Once his boots and armor were off, he moved to her side, settling gently on the bed. He reached out one hand to brush across her cheek and tuck a strand of hair behind her ear. “Are you okay?” he asked carefully, noticing the brief flash of sadness that must’ve shown in her features.
She turned her face away, rubbing her left hand against the stinging skin of her right palm. He noticed, and took her hand in his, lifting it to his stone. She tensed, but the moment her skin touched the cold necklace, the pain went away. She turned back toward him.
“That’s one Tia told me about,” he whispered. “The closer we get, the less it will hurt.”
She smiled wanly. “Thank you.”
He pulled her close, and she leaned her head against his chest, listening to his heartbeat through his shirt. He ducked his head down, his lips finding her ears, and he teased at them gently with his mouth. “There’s something else, saka,” he murmured into her hair.

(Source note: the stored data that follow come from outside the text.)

PR #803, opened 2022-09-18
Rust: Allocate arrays on the heap

plule:
Even though the code wraps the allocation of the DSP in a `Box<>`, the defined behaviour of rust is that the memory is first allocated in the stack, then moved in the heap. In Release build, this is often optimized out, hiding this issue, but this makes Faust generated rust code very prone to stack overflow in Debug. This is generally considered an issue in Rust, see: https://github.com/rust-lang/rust/issues/53827

It looks like a rust unstable feature (`box` syntax) would allow to allocate directly on the heap with relying on optimization, but this has not been stabilized. In the meantime, using `Vec` seems to be the general advise for this problem, so this PR replaces the arrays with vectors.

### DIFF
--- a/compiler/generator/rust/rust_instructions.hh
+++ b/compiler/generator/rust/rust_instructions.hh
@@ -60,9 +60,9 @@ struct RustInitFieldsVisitor : public DispatchVisitor {
 
         if (array_type) {
             if (isIntPtrType(type)) {
-                *fOut << "[0;" << array_type->fSize << "]";
+                *fOut << "vec![0;" << array_type->fSize << "]";
             } else if (isRealPtrType(type)) {
-                *fOut << "[0.0;" << array_type->fSize << "]";
+                *fOut << "vec![0.0;" << array_type->fSize << "]";
             }
         } else {
             if (isIntType(type)) {
--- a/compiler/generator/type_manager.hh
+++ b/compiler/generator/type_manager.hh
@@ -232,9 +232,13 @@ class RustStringTypeManager : public StringTypeManager {
             string ty_str = named_typed->fName + generateType(named_typed->fType);
             return name + ((ty_str != "") ? (": " + ty_str) : "");
         } else if (array_typed) {
+            // Allocate arrays on the heap with std::vec::Vec
+            // Until the rust feature box_syntax is stabilized, this is necessary
+            // to avoid data to be allocated first on the stack, then moved to the heap.
+            // See: https://github.com/rust-lang/rust/issues/53827
             return (array_typed->fSize == 0)
                        ? name + ": " + fPtrRef + generateType(array_typed->fType)
-                       : name + ": [" + generateType(array_typed->fType) + ";" + std::to_string(array_typed->fSize) + "]";
+                       : name + ": std::vec::Vec<" + generateType(array_typed->fType) + ">";
         } else {
             faustassert(false);
             return "";


bluenote10:
To simplify reviewing, could you perhaps show some before/after of code generation? Would this for instance mean that in the following example dsp all arrays would be replaced by vectors?

```rust
pub struct MyDsp {
    fHslider0: f32,
    fHslider1: f32,
    fVec0: [f32; 3],
    fHslider2: f32,
    fSampleRate: i32,
    fConst0: f32,
    fConst1: f32,
    fConst2: f32,
    fHslider3: f32,
    fRec25: [f32; 2],
    fRec29: [f32; 2],
    fRec31: [f32; 2],
    fVec1: [f32; 3],
    IOTA: i32,
    fRec32: [f32; 8192],
    fVec2: [f32; 2],
    fHslider4: f32,
    iRec34: [i32; 2],
    fConst3: f32,
    fRec33: [f32; 3],
    fVec3: [f32; 2],
    iRec35: [i32; 2],
    fConst4: f32,
    fVec4: [f32; 3],
    fRec30: [f32; 8192],
    fRec21: [f32; 2],
    fRec17: [f32; 2],
    fRec13: [f32; 8192],
    fRec15: [f32; 2],
    fRec11: [f32; 2],
    fRec6: [f32; 2],
    fRec2: [f32; 8192],
    fRec0: [f32; 2],
}
```

I vaguely remembering considering this as well, but decided against because it, probably because:
- It would enforce heap usage => showstopper for embedded use case?
- Heap fragmentation due to many tiny vecs.
- Hope that box syntax gets stabilized soon (https://github.com/rust-lang/rust/issues/49733).
- Observation that release builds already do what the box syntax will deliver officially.
- For debug builds, temporarily increasing the stack can serve as an ugly work-around.

Of course, relying on optimization isn't great, but enforcing heap usage isn't great either :confused: 

I could imagine that putting all the `fRec` on the heap will have a quite negative impact on cache efficiency. It would be interesting to re-run the benchmarks at https://github.com/bluenote10/RustFaustExperiments/tree/master/Benchmarks to see how bad it would be. Perhaps we should only move buffers above a certain size to the heap? (Perhaps that what the PR already does?)

plule:
> To simplify reviewing, could you perhaps show some before/after of code generation? Would this for instance mean that in the following example dsp all arrays would be replaced by vectors?

That's right, all the arrays are replaced with vectors. There is nothing smart with small vecs in the PR, so this includes the arrays of 2 and 3.

> It would enforce heap usage => showstopper for embedded use case?

Yep :( I actually did not consider that at all, my reasoning was "well, since the DSP is put on the heap, let's ensure it works in all cases". Though I assume people working in the embedded don't use the architecture files `Box`ing the DSP. This point alone convinced me that this approach is not the right one...

I will try to confirm that the new syntax is indeed fixing the issue.

plule:
Well well, from my attempts the new box syntax does not solve the problem, it only prevent stack allocation when directly boxing the arrays, not boxing a structure with big arrays... I think that the only solution keeping all the advantages involve unsafe allocation. I'll open an issue to discuss other solutions, this one is not the right approach.

smoothdeveloper:
@plule, I faced issue with allocating large arrays in Rust, the solution has been to resort on the `std::Vec` datastructure which you can initialise to a specified capacity (https://doc.rust-lang.org/std/vec/struct.Vec.html#method.with_capacity) and will handle heap allocation.

plule:
Yes @smoothdeveloper , I did not post the generated code, but this is what this PR did actually... Unfortunately there are the issues pointed above that makes this unsuitable for this particular case.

She pulled away suddenly, ashamed to tell him. He must’ve read it in her features, because he pulled her head down to lean on his shoulder. “I feel I’ve betrayed Danjo,” she breathed into the silence.
He began to rock her gently as he rubbed her shoulder and arm in a slow, soothing motion. “It was meant to be this way,” he began, holding her tightly. “It was supposed to be Danjo and Cicao, and you and me. Don’t feel you’ve betrayed him. You need this. He told you so himself.” He pulled her away for a moment to look deep into her blue eyes. “We’ve been killing ourselves with grief, and someone finally decided to do something about it. We’ve been too deep in our own pain to realize that there is always a reason for what happens. We need each other more than anyone could possibly need someone, but we were too soulsick to realize that.” He pulled her close again, leaning his face close to hers as he rocked her again. “Saka, I love you more than I’ve ever loved anyone...even Cicao.” The last words caught in his throat, and she realized he spoke the truth.
“And I need you more than ever,” she replied, pulling him down for a kiss. “But I can’t help but feel like I’ve betrayed Danjo.”
He held her ever closer. “You need this more than I do,” he replied, and kissed her deeply, passionately, until they were lost in each other.